I finally got around to working on the YAIM support function for the new version of the DPM GIP plugin (the one which does the per-VO accounting by querying the database).

This turned out to be much easier that I had thought. I decided that I should not ask sites to set a password for the information user, so I introduced an optional DPM_INFO_PASS variable. If this isn't set then the system sets up a random password.

To support this I wrote a little utility python script that will generate a random string of ASCII alphanumerics. It does this by reading from /dev/random. Turns out that the 62 character "alphabet" of ASCII alphanumerics gives 5.95 bits of entropy per character - so 22 characters gives ~131 bits of entropy, so I made this the default.

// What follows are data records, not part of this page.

PR #6618, opened 2024-04-24
Fix for #6614- use background_color, improve anti-aliasing

clydebarrow:

For anti-aliased fonts, there _is_ a background colour available in the menu code, so use it instead of inverting the foreground colour - should have been in #6614.

Also always draw a background for a menu item.

Improve rendering of anti-aliased fonts.

The net effect is to change this:
Screenshot 2024-04-24 at 11 16 31 am

to this:

Screenshot 2024-04-24 at 11 16 02 am

## Types of changes

- [] Other

## Test Environment

- [ ] ESP32
- [ ] ESP32 IDF
- [ ] ESP8266
- [ ] RP2040
- [ ] BK72xx
- [ ] RTL87xx
- [x] Host

```yaml
# Example config.yaml
color:
  - id: light_red
    hex: FF3340
  - id: light_blue
    hex: 3340FF

graphical_display_menu:
  id: my_graphical_display_menu
  background_color: light_blue
  foreground_color: light_red
  display: vnc_display
  on_redraw:
    then:
      component.update: vnc_display
  active: false
  font: roboto
  mode: rotary
  items:
    - type: Label
      text: Menu Item 1
    - type: Label
      text: Menu Item 2
```

## Checklist:


esphome/components/graphical_display_menu/graphical_display_menu.cpp
```diff
@@ -219,9 +219,7 @@ inline void GraphicalDisplayMenu::draw_item(display::Display *display, const dis
   // int background_width = std::max(bounds->width, available_width);
   int background_width = bounds->w;
 
-  if (selected) {
-    display->filled_rectangle(bounds->x, bounds->y, background_width, bounds->h, background_color);
-  }
+  display->filled_rectangle(bounds->x, bounds->y, background_width, bounds->h, background_color);
```
MrMDavidson, line 225: I've not tried this with multi-colour displays, only with eInk, but was this required? I can't recall the specific timing but found that painting the non-selected item's background was a bit of a performance hit. Are we better to do a single `display->filled_rectangle(.... this->background_color_)` in `draw_menu_internal_` ?

clydebarrow: Well, the problem is that if you don't fill the background, then the background is whatever happens to be underneath it, IOW the background of the menu item is transparent. If the underlying background colour happens to be the same as the menu item's foreground colour, the text disappears.

The way the original code is written it appears that it was intended that foreground and background be swapped for selected and non-selected items. I assumed that was intentional though the docs are silent on the matter.
```
  const auto background_color = selected ? this->foreground_color_ : this->background_color_;
  const auto foreground_color = selected ? this->background_color_ : this->foreground_color_;
```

I then wrote a new YAIM function, config_DPM_info, which sets sensible defaults for all the parameters it needs, adds permision to the DPNS database (using the MySQL root password) and writes the configuration file.

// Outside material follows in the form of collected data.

PR #6621, opened 2024-04-24
Revert "Add null GPIO pin "

jesserockz:
Reverts esphome/esphome#6611

### DIFF
--- a/esphome/components/cst226/touchscreen/cst226_touchscreen.cpp
+++ b/esphome/components/cst226/touchscreen/cst226_touchscreen.cpp
@@ -5,13 +5,17 @@ namespace cst226 {
 
 void CST226Touchscreen::setup() {
   esph_log_config(TAG, "Setting up CST226 Touchscreen...");
-  this->reset_pin_->setup();
-  this->reset_pin_->digital_write(true);
-  delay(5);
-  this->reset_pin_->digital_write(false);
-  delay(5);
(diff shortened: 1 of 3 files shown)


clydebarrow:
Any particular reason for reverting this? I can't imagine anything broke.

I note the objection from @ssieb though it appears to boil down to "that's not how we do it round here". I'd emphasise again that nothing changes unless someone chooses to use this facility, but I _do_ see the benefit.

The inherent difficulty of proper unit or integration testing in ESPHome suggests to me that any programming style that is inherently less prone to errors should at least be considered. C++ has some major design flaws that can't be fixed, but can be worked around.

Greater minds than mine don't like null pointers; from https://en.wikipedia.org/wiki/Void_safety

> In a 2009 talk, Tony Hoare traced the invention of the null pointer to his design of the ALGOL W language and called it a "mistake":
> 
> I call it my billion-dollar mistake. It was the invention of the null reference in 1965. At that time, I was designing the first comprehensive type system for references in an object oriented language (ALGOL W). My goal was to ensure that all use of references should be absolutely safe, with checking performed automatically by the compiler. But I couldn't resist the temptation to put in a null reference, simply because it was so easy to implement. This has led to innumerable errors, vulnerabilities, and system crashes, which have probably caused a billion dollars of pain and damage in the last forty years.[1]
>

In the end I decided that if the function is re-run then it will reset the password for the dpminfo user - but in the case where no explicit password was set this seems ok.

I noticed that the DPM YAIM functions are a bit of mess now. They could really do with a spring clean - making each function perform a defintate single task, using the same coding style and decidng which variables are necessary and which optional. Importantly I see that the standard "dpmmgr" user is added to MySQL with full administrative privileges. This is definately a bug.